With the increasing speed of todays desktop computer systems, a growing number of computationally intense tasks such as computing the Fourier transform of a sampled audio signal have become available to a broad base of users. Being a process traditionally implemented on dedicated DSP systems or rather powerful computers only available to a limited number of people, the Fourier transform can today be computed in real time on almost all average computer systems. Introducing the concept of frequency into our signal representation, this process appears to be well suited for the rather specialized application of changing the pitch of an audio signal while keeping its length constant, or changing its length while retaining its original pitch. This application is of considerable practical use in todays audio processing systems. One process that implements this has been briefly mentioned in our Time Stretching and Pitch Shifting introductory course, namely the “Phase Vocoder”. Based on the representation of a signal in the “frequency domain”, we will explicitely discuss the process of pitch shifting in this article, under the premise that time compression/expansion is analogous. Usually, pitch shifting with the Phase Vocoder is implemented by changing the time base of the signal and using a sample rate conversion on the output to achieve a change in pitch while retaining duration. Also, some implementations use explicite additive oscillator bank resynthesis for pitch shifting, which is usually rather inefficient. We will not reproduce the Phase Vocoder in its known form here, but we will use a similar process to directly change the pitch of a Fourier transformed signal in the frequency domain while retaining the original duration. The process we will describe below uses an FFT / iFFT transform pair to implement pitch shifting and automatically incorporates appropriate anti-aliasing in the frequency domain. A C language implementation of this process is provided in a black-box type routine that is easily included in an existing development setup to demonstrate the effects discussed.

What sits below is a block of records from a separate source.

PR #1953, opened 2023-07-10
fix reference to macos.mm

hgoschuetz:


CMakeLists.txt
```diff
@@ -328,7 +328,7 @@ set(LOVE_SRC_COMMON
 
 if (APPLE)
 	set(LOVE_SRC_COMMON ${LOVE_SRC_COMMON}
-		src/common/macosx.mm
+		src/common/macos.mm
```
slime73, line 331: This file is still `macosx.mm` in the main branch, it's only renamed to `macos.mm` in `12.0-development`. Did you mean to make the PR based against that branch instead of `main`?

hgoschuetz: Yes, I did. Sorry for the inconvenience.

PR #1964, opened 2023-09-01
Add SDF HintingMode

Labrium:
Freetype 2.11.1 allows this new scalable font render mode, so this PR adds the ability to use it in Löve.


slime73:
Can you make this based on the `12.0-development` branch of love instead of `main`? Unfortunately you might have to recreate the pull request once you do that.

Labrium:
Sure, I realized that my build system had some old files still cached, so I have to make a few more changes anyway.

1. The Short Time Fourier transform
As we have seen in our introductory course on the Fourier transform, any sampled signal can be represented by a mixture of sinusoid waves, which we called partials. Besides the most obvious manipulations that are possible based on this representation, such as filtering out unwanted frequencies, we will see that the “sum of sinusoids” model can be used to perform other interesting effects as well. It appears obvious that once we have a representation of a signal that describes it as a sum of pure frequencies, pitch shifting must be easy to implement. As we will see very soon, this is almost true.
To understand how to go about implementing pitch shifting in the “frequency domain”*, we need to take into account the obvious fact that most signals we encounter in practice, such as speech or music, are changing over time. Actually, signals that do not change over time sound very boring and do not provide a means for transmitting meaningful auditory information. However, when we take a closer look at these signals, we will see that while they appear to be changing over time in many different ways with regard to their spectrum, they remain almost constant when we only look at small “excerpts”, or “frames” of the signal that are only several milliseconds long. Thus, we can call these signals “short time stationary”, since they are almost stationary within the time frame of several milliseconds.
Because of this, it is not sensible to take the Fourier transform of our whole signal, since it will not be very meaningful: all the changes in the signals’ spectrum will be averaged together and thus individual features will not be readily observable. If we, on the other hand, split our signal into smaller “frames”, our analysis will see a rather constant signal in each frame. This way of seeing our input signal sliced into short pieces for each of which we take the DFT is called the “Short Time Fourier Transform” (STFT) of the signal.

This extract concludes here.